In the 21st century, reading is no longer an isolated practice but one that happens within a larger community. Students are expected to actively share their knowledge and interact with their peers. Such practices situate reading within the context of a participatory culture in which individuals use what they learn to benefit their community. Viewing reading as part of a participatory culture requires a shift in how we teach reading and how we foster interaction among students around the ideas presented to them through texts. Helping teachers make this shift requires a collaborative model for professional learning.

How to Engage in Participatory Culture

In his book Convergence Culture: Where old and new media collide, Henry Jenkins says that because a participatory culture is one where individuals are “invited to actively participate in the creation and circulation of new content” within a given community, students learn to share knowledge and offer critiques. As part of the process, their contributions are viewed as important and support the overall well-being of the group. Members receive assistance from each other, with the more experienced and knowledgeable members often engaging in informal mentoring practices. As a result, students form a network around creation, sharing, and responses to the collective work of the group.

Reading as a participatory culture uses the text as a starting point to engage and launch the reader into creating or being a part of something new. Interacting with ideas—and building on them through discussion—is central. Students use what they read to create content and inform their responses to the work done by others within their community. Such opportunities can empower students, allowing them to engage with an audience and make valued contributions.

The Benefits of Reading Within a Participatory Culture

1. Connecting to an Audience

This creates an immediate audience for students. At a minimum, their peers and teachers will have access to the work they create. However, their audience can also extend outward. When students read, write, and create something for an audience beyond their teacher, it can provide a sense of purpose, increase their engagement, and improve their reading performance.

2. A Deeper Sense of Responsibility

Students use what they have read to engage with and inform their community, and they know their peers will read, evaluate, and comment on their work. The community understands how each member does/does not contribute and how each contribution shapes their knowledge on a topic. Such expectations foster a deeper sense of responsibility for students when it comes to reading and sharing what they have learned—they must be attentive to the text and consider what is and is not presented, as well as the evidence used to make such claims.

3. Reading Becomes Active

Students are required to be actively involved with texts and ideas. Because students must regularly share their ideas and engage with the work presented by others, they learn how to evaluate the information they both present and are presented with. Students’ interactions with their peers around their work require them to provide feedback that helps creators refine and improve their overall comprehension.

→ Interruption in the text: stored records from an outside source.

Issue #297, opened 2021-10-06
Memory leak when using BatchedUDPSink


vahe:
We noticed a memory leak on one of our Sidekiq deployments. With `rbtrace` and diffing heap dumps the indication was it was from `statsd-instrument` gem.

```
Retained STRING 755984 objects of size 221275072/228127604 (in bytes) at: /artifacts/bundle/ruby/2.7.0/gems/statsd-instrument-3.1.2/lib/statsd/instrument/datagram_builder.rb:86
```

After setting `STATSD_FLUSH_INTERVAL` to 0, the memory leak disappeared ([to use the UDPSink instead of BatchedUDPSink](https://github.com/Shopify/statsd-instrument/blob/61440b52456bd4b181f62113f25957aa7c20ce4e/lib/statsd/instrument/environment.rb#L92-L95))

Memory graphs before:
<img width=200 src="https://user-images.githubusercontent.com/1486701/136235821-d511df7a-837c-4bd0-962e-6910bb01e57c.png"/>

After:
<img width=400 src="https://user-images.githubusercontent.com/1486701/136235736-a9b7ce6f-95f7-47a7-be64-576dcf4fe1f9.png"/>

casperisfine:
Sorry, somehow I wasn't watching the repo and didn't notice this.

A couple thoughts:

  - The default 1 second interval is likely too much. We should probably reduce it to 0.1 or something.
  - We need to handle and upper size to that array. A sleep loop isn't good enough, we need to wake up the background thread if the buffer is past a certain size. I think we could do this with a `Monitor`, I need to explore that.

PR #309, opened 2022-07-07
Wake up the dispatch thread once the buffer is past a threshold

casperisfine:
Fix: https://github.com/Shopify/statsd-instrument/issues/297

The current sleep loop can lead to large memory usage if lots of events are queued rapidly. In such scenario the buffer can grow very large until the threads wake up and flush it.

To avoid this, after enqueueing a message, if the buffer reached a threshold we explicitly wake up the dispatch thread to trigger a flush.

### DIFF
--- a/lib/statsd/instrument/batched_udp_sink.rb
+++ b/lib/statsd/instrument/batched_udp_sink.rb
@@ -23,7 +23,8 @@ module StatsD
         end
       end
 
-      def initialize(host, port, flush_interval: DEFAULT_FLUSH_INTERVAL, thread_priority: DEFAULT_THREAD_PRIORITY, flush_threshold: DEFAULT_FLUSH_THRESHOLD)
+      def initialize(host, port, flush_interval: DEFAULT_FLUSH_INTERVAL, thread_priority: DEFAULT_THREAD_PRIORITY,
+        flush_threshold: DEFAULT_FLUSH_THRESHOLD)
         @host = host
         @port = port
         @dispatcher = Dispatcher.new(host, port, flush_interval, flush_threshold, thread_priority)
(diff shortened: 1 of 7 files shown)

Creating and Sustaining a Participatory Reading Culture

Developing and sustaining a participatory culture requires a collaborative effort over time. In this section, we draw on our experiences between our university and an area high school to illustrate key components for creating and maintaining a participatory reading culture. Jeff Makelky, the principal of Rocky Mountain High School* (RMHS), contacted Leigh Hall and Cynthia Brock seeking support to improve students’ reading comprehension abilities at his school. Next, Hall, Brock, and Makelky—along with the teachers and students at RMHS—began a two-year collaborative process to support teachers in learning and applying instructional practices that were aligned with a participatory culture of reading.

Crafting a Plan

Component #1: Principal leadership and support. Makelky understood that his students were having significant reading comprehension difficulties. He joined with his staff in a distributed leadership fashion to leverage the expertise, capacity, and energy of his entire team. The group constructed a plan of action, gathering the insight and input from Hall and Brock. Over two years, Makelky used empathetic leadership as his staff worked to implement their new pedagogical practices, while ensuring he provided feedback and support to help the teachers.

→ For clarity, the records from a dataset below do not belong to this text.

PR #636, opened 2019-05-09
Add visual regression testing

Br3nda:
Percy takes screen shots of capybara tests, and uploads them -- then compares them between branches on pull requests.

This will help us catch visual regressions.

Percy is one of the checks on the pull request.


Br3nda:
replaced with #637 
because the PERCY_TOKEN isn't available on forks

Component #2: Collaborative knowledge-building. For professional learning to be successful, principals and teachers must work collaboratively as co-partners. This collaboration can be enriched by incorporating outside experts who bring additional knowledge and experiences to the team. In order to design effective professional learning, we first needed to understand and build on the teachers’ existing knowledge and practices around reading instruction and how students engaged with texts and utilized the skills and strategies they had learned. To do this, we collected surveys from all students and teachers—observing classrooms throughout the collaboration, interviewing teachers, and engaging in focus group conversations with students. Once we collected and analyzed data pertaining to how the reading texts were used and how reading was taught at the school, we relied on this information to create professional development plans with the teachers.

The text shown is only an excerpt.